6 Things Every Business Seller Should Know

9 months ago

You've devoted untold time, money and energy to building and running your business. You hired the best web development team, or if you know how to do it well, you have invested time doing it yourself. It may well represent your life's work and net worth. Now you've decided that it is finally the right time to sell. Her are six things you should know that you can also find them in a financial news blog.

 

1. Financially, you would probably be better off keeping your business.

Buyers buy businesses for the income they can receive. They look at past profit performance to predict the future, then pay a price that will allow a fair risk-adjusted return. Mid-size business sell for 2.5 to 4.5 times pre-interest, pre-tax earnings. If your business generates annual benefits to you totaling $500,000, a buyer might pay four times or $2 million. Some seller financing will probably be required as well. If you are paid cash at closing and you invest this sum and earn 10% annually, your income will be $200,000 per year. You've taken a major pay cut.

 

2. If your primary sales pitch is “This business could...”, you're likely wasting your time.
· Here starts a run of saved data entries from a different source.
PR #956, opened 2021-12-03
[sailfish-browser] Fix error reading tab thumbnails from cache. Fixes  JB#56298 OMP#JOLLA-533

adenexter:
QImage (Qt 5.6) writes directly to the target file when saving, so if an
Image item happens to try and read from it at the same file then that
may fail because the file is incomplete.

The concurrent read/write may happen because an existing tab is being
updated, or because saveToFile() was dispatched to a thread and the user
could have switched tabs in the interim leading to the data being
written to the thumbnail of a different tab.

### DIFF
--- a/apps/qtmozembed/declarativewebpage.cpp
+++ b/apps/qtmozembed/declarativewebpage.cpp
@@ -301,9 +301,12 @@ void DeclarativeWebPage::forceChrome(bool forcedChrome)
 
 void DeclarativeWebPage::grabResultReady()
 {
-    if (active()) {
-        QImage image = m_grabResult->image();
-        m_grabWritter.setFuture(QtConcurrent::run(this, &DeclarativeWebPage::saveToFile, image));
+    QImage image = m_grabResult->image();
+    if (!image.isNull() && active()) {
+        m_grabWritter.setFuture(QtConcurrent::run(
+                &DeclarativeWebPage::saveToFile,
+                image,
+                QStringLiteral("%1/tab-%2-thumb.jpg").arg(BrowserPaths::cacheLocation()).arg(tabId())));
     }
     m_grabResult.clear();
 }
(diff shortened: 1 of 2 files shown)


rainemak:
Getting following when entering to tabs view:
```
[W] unknown:139 - file:///usr/share/sailfish-browser/pages/components/TabItem.qml:139:13: QML Image: Cannot open: file:///home/defaultuser/.cache/org.sailfishos/browser/tab-1-thumb.jpg
[W] unknown:139 - file:///usr/share/sailfish-browser/pages/components/TabItem.qml:139:13: QML Image: Cannot open: file:///home/defaultuser/.cache/org.sailfishos/browser/tab-2-thumb.jpg
```
For each tab that I have.

rainemak (changes requested):
Getting following after creating a tab, open url, waiting url to be loaded and pressing tabs icon:

[W] unknown:139 - file:///usr/share/sailfish-browser/pages/components/TabItem.qml:139:13: QML Image: Cannot open: file:///home/defaultuser/.cache/org.sailfishos/browser/tab-1-thumb.jpg

adenexter:
> Getting following after creating a tab, open url, waiting url to be loaded and pressing tabs icon:
> 
I started browser from the launcher rather than the command line to test some later revisions for the first time in a while and forgot the booster restart dance.

The writes to QSaveFile are now committed before it is destroyed.

rainemak (approved):
Looks good now!

apps/qtmozembed/declarativewebpage.cpp
```diff
@@ -301,9 +301,12 @@ void DeclarativeWebPage::forceChrome(bool forcedChrome)
 
 void DeclarativeWebPage::grabResultReady()
 {
-    if (active()) {
-        QImage image = m_grabResult->image();
-        m_grabWritter.setFuture(QtConcurrent::run(this, &DeclarativeWebPage::saveToFile, image));
+    QImage image = m_grabResult->image();
```
okodron, line 304: Is it ok that now we always create QImage regardless of `active()`?

apps/qtmozembed/declarativewebpage.cpp
```diff
@@ -344,15 +347,20 @@ void DeclarativeWebPage::updateViewMargins()
...
+        return QString();
     }
 
-    // 75% quality jpg produces small and good enough capture.
-    QString path = QString("%1/tab-%2-thumb.jpg").arg(BrowserPaths::cacheLocation()).arg(tabId());
-    return !allBlack(image) && image.save(path, "jpg", 75) ? path : "";
+    QSaveFile saveFile(path);
+    if (image.save(&saveFile, "jpg", 75)) {
+        saveFile.commit();
+
```
okodron, line 359: Empty line just looks strange here.

apps/qtmozembed/declarativewebpage.cpp
adenexter: The image already exists at this point, this is just taking a copy of what is effectively a shared pointer to the actual image data.

okodron (approved):

apps/qtmozembed/declarativewebpage.cpp
okodron: Ok.

PR #958, opened 2021-12-07
[browser] Add test case for target="_blank" download triggering. JB#56631 OMP#JOLLA-569

rainemak:
The bug is not triggering always but at least with this it's relatively easy to get it reproduced and backtrace from it.


okodron (approved):

rainemak:
Rebased

mkenttala (approved):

Buyers of private businesses are a very conservative bunch. If they are not, their bankers will require them to be. As such, they must rely on solid historical performance to justify purchase prices. Business sellers that try to peg most of the value on what the business “could” do typically waste their time and lose credibility. Buyers don't have to buy. They only put their money at risk when they find a good deal. If you wouldn't do it... it's likely nobody else will either.

 

3. To maximize value, be open to providing some seller financing.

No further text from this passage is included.